Performance Monitor for Drupal 7. Part 1. Motivation. Why Reinvent the Wheel?

When you are a small company that tries to establish long-term relationships with its customers, you want to provide as much integration with them after the launch as possible. This may include hosting or hosting reselling, a support and update plan, and a continuous growth/integration plan. This may also mean, that you will provide performance support as well. It is this last aspect of performance support that I have been thinking about recently, writing a proof-of-concept mechanism to implement it. I would like to bring out some thoughts into a wider community to discuss.

When providing ongoing support to multiple customers, there arises a need to centralize monitoring of their multiple web sites. Performance monitoring is one of those criteria that you want to keep track of.

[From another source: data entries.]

PR #40385, opened 2025-08-29
[CWS] improve classification of icmp packet

safchain:
### What does this PR do?

Improve the classification of ICMP packet by parsing the ICMP header and report the type of ICMP packet in the events.


pkg/security/secl/model/model.go
```diff
@@ -101,6 +101,7 @@ type NetworkContext struct {
 	Destination      IPPortContext `field:"destination"`       // destination of the network packet
 	NetworkDirection uint32        `field:"network_direction"` // SECLDoc[network_direction] Definition:`Network direction of the network packet` Constants:`Network directions`
 	Size             uint32        `field:"size"`              // SECLDoc[size] Definition:`Size in bytes of the network packet`
+	Type             uint32        `field:"type"`              // SECLDoc[type] Definition:`Type of the network packet` Constants:`Network Protocol Types`
```
spikat, line 104: As it's only related to ICMP packets, should we put is as `omitempty` ?

pkg/security/ebpf/c/include/helpers/network/stats.h
```diff
@@ -113,6 +113,11 @@ __attribute__((always_inline)) void flush_pid_network_stats(u32 pid, void *ctx,
 }
 
 __attribute__((always_inline)) void count_pkt(struct __sk_buff *skb, struct packet_t *pkt) {
+    // only count TCP & UDP packets for now
+    if (pkt->ns_flow.flow.l4_protocol != IPPROTO_TCP && pkt->ns_flow.flow.l4_protocol != IPPROTO_UDP) {
+        return;
+    }
```
spikat, line 119: Not sure why we don't count icmp packets here. It may be interesting to detect data leak using icmp tunnels I guess

pkg/security/secl/model/model.go
safchain: For now yes only for ICMP. omitemty is for JSON marshal things not for SECL. I have put omitempty on the serializer side.

pkg/security/ebpf/c/include/helpers/network/stats.h
safchain: It is not supported by the network flow feature user space side. It generates errors if I let the packet being processed here. I'll address the network flow use case in a follow-up PR.

spikat (approved):

PR #40392, opened 2025-08-29
[CWS-5004] Add overlayfs path operator override

YoannGh:
### What does this PR do?

Add a new operator override that looks at whether a file is access through an overlay mount point when evaluating rules.

To do so this PR allows setting multiple operator overrides on the same field by chaining each operator using a logical OR.

One notable drawback of this solution is that some fields (e.g. `exec.file.path`) might end up being evaluated multiple times against the exact same value if none of the overrides apply to the event (no symlink, no overlayfs).     

### Motivation

The goal is to trigger rules such as `open.file.path == "/tmp/foo"` when the `/tmp/foo` container file is access through an overlay mount point (e.g. `touch /var/lib/docker/overlay2/0123456789abcdef/merged/tmp/foo`).


pkg/security/tests/overlayfs_test.go
theop-dd, line 1: Would adding another test with a different rule—e.g., `mkdir.file.path` or another syscall—be useful, or would it be redundant?

pkg/security/secl/model/oo_overlayfs_unix.go
```diff
@@ -0,0 +1,106 @@
...
+
+				path := ev.FieldHandlers.ResolveFilePath(ev, fileEvent)
+				fs := ev.FieldHandlers.ResolveFileFilesystem(ev, fileEvent)
+				if fs == "overlay" {
+					mountPoint := strings.TrimRight(fileEvent.MountPath, "/")
+					return strings.TrimPrefix(path, mountPoint)
+				}
+
+				// return the original path if not overlayfs
+				// this will cause the same path to be evaluated twice because of the OverlayFSPathname OR override
```
theop-dd: Just for my understanding, this will be only evaluated twice if the path does not match right? 
I assume that if the first path matches the Or operator will do an early return right?

safchain (approved):

pkg/security/tests/overlayfs_test.go
YoannGh: Good idea, I added a new test with 2cdb33511e82ead2f48e9b89d2a625dffa646dc7

pkg/security/secl/model/oo_overlayfs_unix.go
YoannGh: That's indeed only when the path doesn't match, I updated the comment to make that more explicit

theop-dd (approved):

Sites taking too much time to load or exhausting memory on their reseller accounts are a situation that we want to handle before it becomes too bad and sites have to be put down for days in search of a solution. This leads to a need of a centralized monitoring system, a system, that will keep track of the current website performance status, and displays these statuses in one place, where a manager can keep an easy track of them. At the same time, performance tracking and aggregating can be quite taxing on the very aspect we are monitoring. Thus, performance tracking needs to be as subtle as possible.

There are a number of tools to handle performance monitoring, that I will cover here shortly.

On the Drupal modules side, there is a Performance Logging and Monitor. This module did not suit me for three reasons. First is that it does not have a centralized integration - you can’t specify an URL in it, where to feed the performance stats. But there is also a bigger problem - performance statistics is handled locally. Once performance data is gathered, it is then written in a local log. And third, it does not analyze the data and does not aggregate it for you. You simple have a log, and you have to study it and find narrow spots in it yourself.

Then, there are some really good paid tools. I have tried the New Relic and I absolutely came to love it. New Relic has a Drupal module, but it’s main work is at the server level. You install their php mod, and it gathers all kinds of data, from network activity to the hard drive throughput. Thus, it’s very extensive, and it’s also low-level. It then feeds the data to the New Relic servers, and it gets analyzed and aggregated there. So, it’s both powerful and gentle on your own site’s performance. However, it’s very expensive, and it is also an overkill. Unless you want to really study the performance on your php application and invest into it - you would think it’s an overkill. And its expense makes it unusable as a part of support plan for a group of the smaller and medium-sized web sites.

There are also some cheaper alternatives to the New Relic, that I have reviewed to an extent when I decided not to pursue - some had poor or no integration with Drupal, and yet some others were too expensive to be useful. I have also reviewed some free tools for IT performance management. There are some powerful tools around. However, these tools are not integrating with Drupal, usually they do not work with multiple hosts well.

One common problem of all these solutions, free or not, is that some extensions need to be installed on the server. This is a no-go for most shared hosting plans.

So, this has brought me to a realization, that I would have to write a custom solution, that would include two Drupal modules. One such module would be installed on the production servers. That module would be a client. It would gather the page statistics in a most unobtrusive way possible, gathering only the basic parameters initially, and send the stats to a remote host via a socket for analysis.

Then, the second module would be a bigger one. It would be the server. The server would gather the statistics, store it for a week, and analyze it. Then, it would accept connections from the client, so that when the client pings it for status via an AJAX request, it would respond with a short notice of the status and a short message if needed. “All is ok, you run well.” Or, “Performance is low, memory usage.” Web site admin would check for the warnings, and refer to the server’s account for more analytics and graphs. The server would have to handle multiple ‘apps’, each app referring to a single Drupal client, and organize these apps per user.

This task seemed clear and easy to implement, yet now, that I am on the final stages, I realize, that it has been less easy than it seemed. In the next blog posts, I will bring up the issues and decisions that I have been making in the process, and hopefully, will have some discussion as well.